[Stored data]
□ □ □ □ □ □ □
PR #1454, opened 2024-02-02
Ioda-converters YAML for [3D]-RTMA ADPUPA BUFR

PraveenKumar-NOAA:
## Description

This PR adds an ioda-converters YAML for the [3D]-RTMA ADPUPA BUFR data.

The following files are new/ modified:

testinput/bufr_ncep_rtma_adpupa.yaml
testinput/rtma.t00z.adpupa.tm00.bufr_d
testoutput/rtma.t00z.adpupa.tm00.nc
CMakeLists.txt

The ioda-validation test is performed and following results were obtained:

**Final results:**
_errors: 0
warnings: 0_

The validation of the output ioda obs is also performed in: https://github.com/JCSDA-internal/ioda-converters/issues/1451

## Issue(s) addressed

Resolves #1450 

## Dependencies

None

## Impact

None

## Checklist

- [x] I have performed a self-review of my own code
- [x] I have made corresponding changes to the documentation
- [x] I have run the unit tests before creating the PR

PR #1455, opened 2024-02-05
Merge all OSW converters

### LINKED ISSUE #1452: Add converter for ocean surface wind from retrieval (CYGNSS, Muon, Spire)
## Description

Ocean surface (10 m) wind speed data is available from `CYGNSS NOAA`, `Muon`, and `Spire`. A converter is first needed to bring it into IODA-format. Since it is only wind speed (no direction), an `obs function` is also needed in `UFO` to estimate the wind velocity components. 

Wind speed (no direction) is retrieved for **CYGNSS:** using the NOAA GMF v1.0 and the NOAA trackwise debiasing algorithm; **Muon**:  using neural nets; and **Spire**: using the empirical relation between Sigma0 and background ECMWF 10m wind). 

Each source provides netCDF files. 

## Dependent PRs
CYGNSS converter: https://github.com/JCSDA-internal/ioda-converters/pull/1449
Muon converter: https://github.com/JCSDA-internal/ioda-converters/pull/1436
Spire converter: https://github.com/JCSDA-internal/ioda-converters/pull/1447

Should these be combined into 1?

smaticka:
## Description

Currently a separate converter exists for each `CYGNSS`, `Muon`, and `Spire` data. This PR is to merge the 3. (and then remove the originals). 

Example of how to run:
`python3 $JEDI_SRC/iodaconv/src/hdf5/osw_2ioda.py -i filename_input.nc -o filename_output.nc`

## Issue(s) addressed

Resolves #1452 

## Checklist

- [x] ensure the converter produces the same results as the originals
- [x] remove unneeded headers
- [x] remove the 3 original converters (muon_2ioda.py, cygns_*, spire_*)


smaticka:
the converter produces the same results as the original 3 converters, aside for the global attribute labeling and the unused variables in the Muon converter. 

the 3 original converters need to be deleted in this PR as well, but are left in for now in case people want them for testing/comparison.

src/hdf5/osw_2ioda.py
```diff
@@ -0,0 +1,315 @@
+#!/usr/bin/env python3
+#
+# (C) Copyright 2020-2023 UCAR
```
PatNichols: 2024 ?

BenjaminRuston:
@smaticka was able to run this for muon data again after my changes please put it through the paces
but think this is pretty close, we will want to remove:
`{spire,muon,cygnss}_2ioda.py` files as part of this PR as well

smaticka:
@BenjaminRuston I had to change the way you were appending strings, but now it works for me. I tested on the cygnss data.

src/hdf5/osw_2ioda.py
```diff
@@ -146,7 +146,7 @@ def main(args):
     GlobalAttrs['datetimeReference'] = datetime.fromtimestamp(obs_data['dateTime'].min()).strftime("%Y-%m-%dT%H:%M:%SZ")
     # append platform to long description
     long_description = add_long_description(osw_source)
-    GlobalAttrs['platformLongDescription'].append(long_description)
+    GlobalAttrs['platformLongDescription'] + long_description
```
BenjaminRuston: this isn't correct should be `+=` to add to the string, tried with `+=` and got the expected output for global attribute `platformLongDescription` 

pushing up that fix

BenjaminRuston:
@srherbener think this is ready to go now.  Do have a question for you.   Try to use the IODA missing values for `int` and `float` but wondering is there one for string as well see:

https://github.com/JCSDA-internal/ioda-converters/blob/33289418f9eb2b64364d884adda0a9ae652bfb6b/src/hdf5/osw_2ioda.py#L68

also more trivial bits, but would maybe like to consolodate these too into the pyiodaconv/def_jedi_utils:
https://github.com/JCSDA-internal/ioda-converters/blob/33289418f9eb2b64364d884adda0a9ae652bfb6b/src/hdf5/osw_2ioda.py#L75

can we use these `ioda_int_type` rather than `np.int32` ?
https://github.com/JCSDA-internal/ioda-converters/blob/33289418f9eb2b64364d884adda0a9ae652bfb6b/src/pyiodaconv/def_jedi_utils.py#L23

src/hdf5/osw_2ioda.py
```diff
@@ -70,11 +66,6 @@
 
 # Assign missing value details for the variables
 string_missing_value = '_'
```
srherbener, line 68: The `iconv.get_default_fill_val` function is listed below. It should be mimicking the netcdf default fill values which are good for a ioda file. The ioda reader will convert any specified fill values to the internal JEDI missing values, so might as well use the netcdf defaults. Here's the code:

https://github.com/JCSDA-internal/ioda-converters/blob/4af7be2f4a8fcdcf0e08b2518ff3c17775b4169d/src/pyiodaconv/ioda_conv_engines.py#L42-L69

It's not very clear but the np.S1 data type can be used for a string and you get an empty string back (\x00 -> null byte). Note that np.U1 or np.object can also be used to return a string containing a null byte. I believe that np.S1 is a 1 character string in ASCII, and np.U1 is a 1 character string in unicode, and np.object is a catch all type that we are using for datetime objects and if not a datetime, then it falls back on the null byte.

I think it would be good to continue using the `iconv.get_default_fill_val` function, and if you want it to take a python data type argument, then this function could be updated accordingly. We originally used numpy datatypes because all of the python converters were based on numpy arrays (which may not be true now). Also if you want to change the string default fill value to an underscore, that could be updated in the function too. Using the function helps keep things consistent across all the python converters.

srherbener (commented):
My comment is assuming that this converter is based on numpy arrays. If not maybe it makes more sense to create two default fill value functions, one for numpy arrays (which is what `iconv.get_default_fill_val` is doing and another for python objects (that takes python data types as an argument). What I'm getting at is to wrap up items like the default fill value into functions that get shared across the converters to help consistency and elimination of duplicated code, etc.

srherbener:
> @srherbener think this is ready to go now. Do have a question for you. Try to use the IODA missing values for `int` and `float` but wondering is there one for string as well see:
> 
> https://github.com/JCSDA-internal/ioda-converters/blob/33289418f9eb2b64364d884adda0a9ae652bfb6b/src/hdf5/osw_2ioda.py#L68
> 
> also more trivial bits, but would maybe like to consolodate these too into the pyiodaconv/def_jedi_utils:
> 
> https://github.com/JCSDA-internal/ioda-converters/blob/33289418f9eb2b64364d884adda0a9ae652bfb6b/src/hdf5/osw_2ioda.py#L75
> 
> can we use these `ioda_int_type` rather than `np.int32` ?
> 
> https://github.com/JCSDA-internal/ioda-converters/blob/33289418f9eb2b64364d884adda0a9ae652bfb6b/src/pyiodaconv/def_jedi_utils.py#L23

I think we should use numpy data types when the converter is numpy array based, and python data types when the converter is python object based (eg, lists).

src/hdf5/osw_2ioda.py
BenjaminRuston: great thanks @srherbener think I will create a new issue and associated PR that adds all the types here:
https://github.com/JCSDA-internal/ioda-converters/blob/4af7be2f4a8fcdcf0e08b2518ff3c17775b4169d/src/pyiodaconv/def_jedi_utils.py#L22

it's missing `long` and will discuss with you about adding the null byte for missing string in that issue.  Also will then modify all the routines in this directory (and a few others) that are using this template

you're good to move forward with this PR correct?

BenjaminRuston (approved):
this is working as expected thanks for merging these @smaticka

src/hdf5/osw_2ioda.py
srherbener: I think it makes sense to create the new issue, merge this PR in now and address the data type issues later. I'll hit the approve button.

srherbener (approved):

src/hdf5/osw_2ioda.py
smaticka: ah, oops! you're right, thanks for catching it.

BenjaminRuston:
@rmclaren  and @CoryMartin-NOAA just for reference this was merged after the PR:
https://github.com/JCSDA-internal/ioda-converters/pull/1454

and passed the tests as well,,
□ □ □ □ □ □ □
- [PROBLEM TO WORK ON]
Report the number of lines above containing the word "results", with no other text.

- [RESPONSE TO THIS TASK]
4